### Task goal:
Output the line that contains "For both PBSPro", then every line beneath it through the end of the records, exactly as given and with no other lines.

[Records contained in a dataset]

┌────────

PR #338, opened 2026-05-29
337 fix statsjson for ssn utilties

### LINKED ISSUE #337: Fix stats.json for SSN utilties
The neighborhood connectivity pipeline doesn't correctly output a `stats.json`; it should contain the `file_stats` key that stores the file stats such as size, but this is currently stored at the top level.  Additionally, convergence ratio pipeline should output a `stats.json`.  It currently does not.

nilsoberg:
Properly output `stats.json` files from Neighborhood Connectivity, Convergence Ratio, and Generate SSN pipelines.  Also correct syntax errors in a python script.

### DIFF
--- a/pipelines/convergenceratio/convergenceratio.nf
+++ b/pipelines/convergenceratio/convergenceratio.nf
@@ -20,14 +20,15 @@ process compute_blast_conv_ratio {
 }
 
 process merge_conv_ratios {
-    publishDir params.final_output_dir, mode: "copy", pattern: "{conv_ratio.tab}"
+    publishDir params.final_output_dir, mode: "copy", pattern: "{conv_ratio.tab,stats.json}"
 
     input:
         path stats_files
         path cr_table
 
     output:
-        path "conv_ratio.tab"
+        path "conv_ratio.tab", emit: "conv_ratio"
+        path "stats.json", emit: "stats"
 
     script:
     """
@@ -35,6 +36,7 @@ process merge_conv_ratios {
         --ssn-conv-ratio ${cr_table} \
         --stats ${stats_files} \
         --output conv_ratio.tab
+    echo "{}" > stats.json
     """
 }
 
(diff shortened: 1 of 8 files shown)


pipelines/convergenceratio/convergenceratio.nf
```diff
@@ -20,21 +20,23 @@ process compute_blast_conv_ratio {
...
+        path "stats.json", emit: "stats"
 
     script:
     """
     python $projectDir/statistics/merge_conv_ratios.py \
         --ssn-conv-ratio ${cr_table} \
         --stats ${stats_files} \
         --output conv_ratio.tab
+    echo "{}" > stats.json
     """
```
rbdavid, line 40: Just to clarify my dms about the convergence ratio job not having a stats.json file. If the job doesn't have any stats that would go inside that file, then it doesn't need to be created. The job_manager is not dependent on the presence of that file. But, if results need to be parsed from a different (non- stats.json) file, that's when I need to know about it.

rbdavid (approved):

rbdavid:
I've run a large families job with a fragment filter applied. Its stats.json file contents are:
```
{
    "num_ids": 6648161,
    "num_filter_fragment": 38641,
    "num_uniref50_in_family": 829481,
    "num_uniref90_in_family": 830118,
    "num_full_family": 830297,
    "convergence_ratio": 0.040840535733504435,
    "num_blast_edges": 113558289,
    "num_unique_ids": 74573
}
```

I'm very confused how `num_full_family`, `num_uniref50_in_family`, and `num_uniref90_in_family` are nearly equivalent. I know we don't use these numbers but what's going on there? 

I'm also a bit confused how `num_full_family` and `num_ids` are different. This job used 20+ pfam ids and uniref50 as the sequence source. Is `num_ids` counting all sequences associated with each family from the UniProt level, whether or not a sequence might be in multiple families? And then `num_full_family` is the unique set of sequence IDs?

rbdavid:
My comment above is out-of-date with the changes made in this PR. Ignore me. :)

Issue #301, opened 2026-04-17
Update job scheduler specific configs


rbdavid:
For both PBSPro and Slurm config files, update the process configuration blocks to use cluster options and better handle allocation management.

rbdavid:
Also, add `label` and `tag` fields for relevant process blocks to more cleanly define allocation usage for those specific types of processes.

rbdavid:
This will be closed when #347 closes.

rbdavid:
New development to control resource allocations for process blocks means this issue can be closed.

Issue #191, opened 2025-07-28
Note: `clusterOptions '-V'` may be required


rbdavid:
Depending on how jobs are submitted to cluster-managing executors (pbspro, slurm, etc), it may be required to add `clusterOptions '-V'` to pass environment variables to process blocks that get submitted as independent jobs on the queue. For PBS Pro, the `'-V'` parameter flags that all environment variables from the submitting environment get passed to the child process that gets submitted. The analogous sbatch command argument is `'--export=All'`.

└────────

### Answer box:
For both PBSPro and Slurm config files, update the process configuration blocks to use cluster options and better handle allocation management.

rbdavid:
Also, add `label` and `tag` fields for relevant process blocks to more cleanly define allocation usage for those specific types of processes.

rbdavid:
This will be closed when #347 closes.

rbdavid:
New development to control resource allocations for process blocks means this issue can be closed.

Issue #191, opened 2025-07-28
Note: `clusterOptions '-V'` may be required


rbdavid:
Depending on how jobs are submitted to cluster-managing executors (pbspro, slurm, etc), it may be required to add `clusterOptions '-V'` to pass environment variables to process blocks that get submitted as independent jobs on the queue. For PBS Pro, the `'-V'` parameter flags that all environment variables from the submitting environment get passed to the child process that gets submitted. The analogous sbatch command argument is `'--export=All'`.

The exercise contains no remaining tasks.